[Saved data entries]

PR #7758, opened 2025-05-26
🎨 introduce `comp_run_snapshot_tasks` table (🗃️)

matusdrobuliak66:
## What do these changes do?
- 🗃️ Added a new `comp_run_snapshot_tasks` table to store the task data for each individual run. The existing `comp_tasks` table only caches the latest run and handles data differently, as it also includes dynamic and frontend services. Historically, this setup predates the `projects` and then `project_nodes` tables.
- 🗃️ Added a `dag_adjacency_list` field to the `comp_runs` table. Previously, this information was stored in the `comp_pipeline` table, which was only cached for the latest run. Now, we persist the DAG structure for every run individually.

## Related issue/s
- relates https://github.com/ITISFoundation/private-issues/issues/28
- closes https://github.com/ITISFoundation/osparc-issues/issues/1887


packages/postgres-database/src/simcore_postgres_database/models/comp_run_snapshot_tasks.py
```diff
@@ -0,0 +1,129 @@
...
+    ),
+    sa.Column(
+        "project_id",
+        sa.String,
+        doc="Project that contains the node associated to this task",
+    ),
+    sa.Column("node_id", sa.String, doc="Node associated to this task"),
+    sa.Column(
+        "node_class",
+        ENUM(
```
sanderegg, line 43: should this not be the very same enum as in the other table?

sanderegg: just read the comment. ok

packages/postgres-database/src/simcore_postgres_database/models/comp_run_snapshot_tasks.py
```diff
@@ -0,0 +1,129 @@
...
+        doc="Harware information of this task",
+    ),
+    # deprecated columns must be kept due to legacy services
+    # utc timestamps for submission/start/end
+    sa.Column(
+        "submit",
+        sa.DateTime(timezone=True),
+        server_default=sa.text("'1900-01-01T00:00:00Z'::timestamptz"),
+        doc="[DEPRECATED unused but kept for legacy services and must be filled with a default value of 1 January 1900]",
+    ),
```
sanderegg, line 128: you can remove that one if you wish

packages/postgres-database/src/simcore_postgres_database/models/comp_runs.py
```diff
@@ -98,6 +98,9 @@
         nullable=False,
         doc="the run uses on demand clusters",
     ),
+    sa.Column(
+        "dag_adjacency_list", sa.JSON, doc="Adjancey list for the pipeline's graph"
```
sanderegg, line 102: can you use JSONB instead of legacy JSON? I think the JSONB has almost only advantages.

packages/postgres-database/src/simcore_postgres_database/utils_comp_run_snapshot_tasks.py
```diff
@@ -0,0 +1,60 @@
...
+    comp_run_snapshot_tasks.c.submit,
+)
+
+
+async def update_for_run_id_and_node_id(
+    engine: AsyncEngine,
+    conn: AsyncConnection | None = None,
+    *,
+    run_id: PositiveInt,
+    node_id: str,
```
sanderegg, line 40: should this not be UUID?

packages/postgres-database/src/simcore_postgres_database/utils_comp_run_snapshot_tasks.py
```diff
@@ -0,0 +1,60 @@
...
+    data: dict,
```
sanderegg, line 41:
```suggestion
    data: dict[str, Any],
```

packages/postgres-database/src/simcore_postgres_database/utils_comp_runs.py
```diff
@@ -0,0 +1,73 @@
...
+            ),
+        )
+    )
+
+    async with pass_or_acquire_connection(engine, connection=conn) as _conn:
+        result = await _conn.execute(base_select_query)
+        row = result.one_or_none()
+        if not row:
+            msg = f"get_latest_run_id_for_project did not return any row for project_id={project_id}"
+            raise ValueError(msg)
```
sanderegg, line 72: is this the way it should be done in this library?
cause otherwise I would recommend to raise something like a `CompRunNotFoundError` or similar.

services/director-v2/src/simcore_service_director_v2/modules/comp_scheduler/_manager.py
```diff
@@ -54,6 +60,19 @@ async def run_new_pipeline(
...
         metadata=run_metadata,
         use_on_demand_clusters=use_on_demand_clusters,
+        dag_adjacency_list=comp_pipeline_at_db.dag_adjacency_list,
+    )
+
+    db_create_snaphot_tasks = [
+        {
+            **task.to_db_model(exclude={"created", "modified", "submit"}),
+            "run_id": new_run.run_id,
+            # "submit": datetime.fromisoformat(task.submit)
```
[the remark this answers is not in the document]
sanderegg: yes just remove it. I saw that it always has the old value. it is kept because of legacy services which you do not need to care for here.

services/director-v2/src/simcore_service_director_v2/modules/db/repositories/comp_tasks/_core.py
```diff
@@ -273,16 +291,42 @@ async def mark_project_published_waiting_for_cluster_tasks_as_aborted(
...
             )
+            # Sync with comp_run_snapshot_tasks table
+            await conn.execute(
+                sa.update(comp_run_snapshot_tasks)
+                .where(
+                    (comp_run_snapshot_tasks.c.run_id == run_id)
+                    & (comp_run_snapshot_tasks.c.project_id == f"{project_id}")
+                    & (
+                        comp_run_snapshot_tasks.c.node_class
+                        == NodeClass.COMPUTATIONAL.value
```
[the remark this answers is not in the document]
sanderegg: is this not something to do with your postgres model where you do not create the type? maybe you should check how to re-use that type in both tables.

services/director-v2/src/simcore_service_director_v2/modules/db/repositories/comp_tasks/_core.py
```diff
@@ -273,16 +291,42 @@ async def mark_project_published_waiting_for_cluster_tasks_as_aborted(
...
+                    )
+                    & (
+                        (comp_run_snapshot_tasks.c.state == StateType.PUBLISHED.value)
+                        | (
+                            comp_run_snapshot_tasks.c.state
+                            == StateType.WAITING_FOR_CLUSTER.value
```
sanderegg, line 308: and it is the same here.

services/director-v2/src/simcore_service_director_v2/modules/db/repositories/comp_runs_snapshot_tasks.py
sanderegg, line 1: just wondering if that should not be in the comp_tasks repository in the end. cause you access it mostly there and this is actually about computational tasks.
just a thought. nothing binding.

services/director-v2/tests/unit/with_dbs/conftest.py
```diff
@@ -265,27 +273,31 @@ async def running_project(
...
-            progress=0.0,
-            start=now_time,
-        ),
+        tasks=created_tasks,
         runs=await create_comp_run(
             user=user,
             project=created_project,
             started=now_time,
             result=StateType.RUNNING,
         ),
```
sanderegg, line 298: I think here there is something wrong. create_comp_run should get the same dag that you pass `create_pipeline`

services/director-v2/src/simcore_service_director_v2/modules/comp_scheduler/_manager.py
```diff
@@ -37,11 +41,13 @@ async def run_new_pipeline(
     project_id: ProjectID,
     run_metadata: RunMetadataDict,
     use_on_demand_clusters: bool,
+    tasks_to_run: list[CompTaskAtDB],
```
sanderegg, line 44: ok and now I think I get what is wrong here.
`tasks_to_run` should not be passed here.

Until now, since the comp_pipeline/comp_tasks are made read-only while running the computation the computational backend relies on these tables to start/stop the computations.
Therefore I think the copy from comp_tasks/pipeline should actually happen here and therefore you do not need to change that function signature.


what I suggest here is the following:

```python
async def _get_pipeline_tasks(
        self, project_id: ProjectID, pipeline_dag: nx.DiGraph
    ) -> list[CompTaskAtDB]:
        comp_tasks_repo = CompTasksRepository.instance(self.db_engine)
        return [
            t
            for t in await comp_tasks_repo.list_computational_tasks(project_id)
            if (f"{t.node_id}" in list(pipeline_dag.nodes()))
        ]
        

async def run_new_pipeline(
    app: FastAPI,
    *,
    user_id: UserID,
    project_id: ProjectID,
    run_metadata: RunMetadataDict,
    use_on_demand_clusters: bool,
) -> None:
    db_engine = get_db_engine(app)
    comp_pipeline_at_db = await _get_pipeline_at_db(project_id, db_engine)
    dag = comp_pipeline_at_db.get_graph()
    if not dag:
        _logger.warning(
            "project %s has no computational dag defined. not scheduled for a run.",
            f"{project_id=}",
        )
        return

    new_run = await CompRunsRepository.instance(db_engine).create(
        user_id=user_id,
        project_id=project_id,
        metadata=run_metadata,
        use_on_demand_clusters=use_on_demand_clusters,
        dag_adjacency_list=comp_pipeline_at_db.dag_adjacency_list,
    )

    run_tasks = await _get_pipeline_tasks(project_id, dag)
    db_create_snaphot_tasks = [
        {
            **task.to_db_model(exclude={"created", "modified", "submit"}),
            "run_id": new_run.run_id,
            # "submit": datetime.fromisoformat(task.submit)
        }
        for task in run_tasks
    ]
    await CompRunsSnapshotTasksRepository.instance(db_engine).batch_create(
        data=db_create_snaphot_tasks
    )
```

So this stay encapsulated and will also remove the need to change all these tests/calls and does not depend on the API code.

sanderegg (commented):
Very nice! thanks a lot!
A few comments that we can discuss tomorrow morning.

services/director-v2/src/simcore_service_director_v2/modules/db/repositories/comp_tasks/_core.py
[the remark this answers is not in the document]
matusdrobuliak66: I am using the same type, but you need to hack it in via alembic with `create_type=False,`

services/director-v2/src/simcore_service_director_v2/modules/comp_scheduler/_manager.py
matusdrobuliak66: done :heavy_check_mark:

packages/postgres-database/src/simcore_postgres_database/models/comp_run_snapshot_tasks.py
```diff
@@ -0,0 +1,121 @@
...
+        sa.String,
+        nullable=True,
+        doc="Hashes inputs before run. Used to detect changes in inputs.",
+    ),
+    sa.Column(
+        "image", sa.JSON, doc="Metadata about service image associated to this node"
+    ),
+    sa.Column(
+        "state",
+        ENUM(
```
sanderegg, line 68: ok so looking at `comp_tasks` model I see the following there:
```python
sa.Column(
        "state",
        sa.Enum(StateType),
        nullable=False,
        server_default=StateType.NOT_STARTED.value,
        doc="Current state in the task lifecycle",
    ),
```

is this not actually your problem there?
with the code you are using you are effectively re-creating some types that are not StateType??

packages/postgres-database/src/simcore_postgres_database/models/comp_run_snapshot_tasks.py
sanderegg: please check the comment below. maybe that is your problem there.
better to manually fix the alembic migration than to have weird handling of enums I think.

services/director-v2/src/simcore_service_director_v2/modules/comp_scheduler/_manager.py
```diff
@@ -11,13 +11,19 @@
 from servicelib.logging_utils import log_context
 from servicelib.redis import CouldNotAcquireLockError, exclusive
 from servicelib.utils import limited_gather
+from simcore_service_director_v2.models.comp_pipelines import CompPipelineAtDB
+from simcore_service_director_v2.modules.db.repositories.comp_runs_snapshot_tasks import (
+    CompRunsSnapshotTasksRepository,
```
sanderegg, line 16: relative imports

services/director-v2/tests/unit/with_dbs/conftest.py
```diff
@@ -196,6 +196,7 @@ async def _(
             "result": StateType.NOT_STARTED,
             "metadata": jsonable_encoder(run_metadata),
             "use_on_demand_clusters": False,
+            "dag_adjacency_list": {},
```
sanderegg, line 199: this still looks incorrect.
you probably need to pass the pipeline here somehow.

sanderegg: unless the project is empty.

sanderegg (commented):
Very cool. maybe just please double check the usage of StateType and NodeClass. this is weird

services/director-v2/tests/unit/with_dbs/conftest.py
matusdrobuliak66: ok I have improved the tests so they take into consideration our new table :+1:

packages/postgres-database/src/simcore_postgres_database/models/comp_run_snapshot_tasks.py
matusdrobuliak66: This is not easy to achieve with Enum type, the only functional way how to achievite it that I found (and we have already used it in the code before) is via ENUM type with `create_type` = False (which needs to be also added manually in the migration script, as alembic doesn't add it there)

also there is whole open discussion on this topic here: https://github.com/sqlalchemy/alembic/issues/1254
somebody also proposed to install additional plugin: https://pypi.org/project/alembic-postgresql-enum/ (but I will be not doing that now)

sanderegg: but then how did it work with comp_tasks? the StateType is defined in comp_pipelines, and is re-used in comp_tasks

matusdrobuliak66: I’m not sure, when I looked at the migration history, a lot was going on with that filed, so I didn’t fully understand it. But through trial and error, I seem to have found a workaround: if you first create the columns using raw SQL and then run the Alembic migration (which performs alter_column with the existing type), it works.

packages/postgres-database/src/simcore_postgres_database/models/comp_runs.py
```diff
@@ -98,6 +98,9 @@
         nullable=False,
         doc="the run uses on demand clusters",
     ),
+    sa.Column(
+        "dag_adjacency_list", JSONB, doc="Adjancey list for the pipeline's graph"
```
pcrespov, line 102: TYPO

packages/postgres-database/src/simcore_postgres_database/utils_comp_run_snapshot_tasks.py
```diff
@@ -0,0 +1,61 @@
...
+                **data,
+                modified=sa.func.now(),
+            )
+            .where(
+                (comp_run_snapshot_tasks.c.run_id == run_id)
+                & (comp_run_snapshot_tasks.c.node_id == node_id)
+            )
+            .returning(*COMP_RUN_SNAPSHOT_TASKS_DB_COLS)
+        )
+        row = await result.one_or_none()
```
pcrespov, line 57: are you sure about this? I think this is wrong. I would have expected to have

```python
result = await _conn.execute(...) # not stream
row = result.one_or_none()
if row is None:
   ...
```

packages/postgres-database/src/simcore_postgres_database/utils_comp_run_snapshot_tasks.py
```diff
@@ -0,0 +1,61 @@
...
+
+
+async def update_for_run_id_and_node_id(
+    engine: AsyncEngine,
+    conn: AsyncConnection | None = None,
+    *,
+    run_id: PositiveInt,
+    node_id: str,
+    data: dict[str, Any],
+):
```
pcrespov, line 43: Annotate return type: Row

pcrespov: from sqlalchemy.engine.row import Row

packages/postgres-database/src/simcore_postgres_database/utils_comp_run_snapshot_tasks.py
```diff
@@ -0,0 +1,61 @@
...
+)
+
+
+async def update_for_run_id_and_node_id(
+    engine: AsyncEngine,
+    conn: AsyncConnection | None = None,
+    *,
+    run_id: PositiveInt,
+    node_id: str,
+    data: dict[str, Any],
```
pcrespov, line 42: I find data too open but ok...

packages/postgres-database/src/simcore_postgres_database/utils_comp_runs.py
```diff
@@ -0,0 +1,73 @@
...
+    )
+
+    # Rank users per project by latest run creation time
+    ranked = sa.select(
+        project_and_user_latest_runs.c.project_uuid,
+        project_and_user_latest_runs.c.user_id,
+        project_and_user_latest_runs.c.latest_iteration,
+        project_and_user_latest_runs.c.created,
+        sa.func.row_number()
+        .over(
```
pcrespov, line 37: very nice

packages/postgres-database/src/simcore_postgres_database/utils_comp_run_snapshot_tasks.py
matusdrobuliak66: It is the same thing, but yes I can remove the stream.

matusdrobuliak66:
@mergify queue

### Task description
Where a line in the records above contains the string "will", copy that line.

### Answer box
So this stay encapsulated and will also remove the need to change all these tests/calls and does not depend on the API code.
somebody also proposed to install additional plugin: https://pypi.org/project/alembic-postgresql-enum/ (but I will be not doing that now)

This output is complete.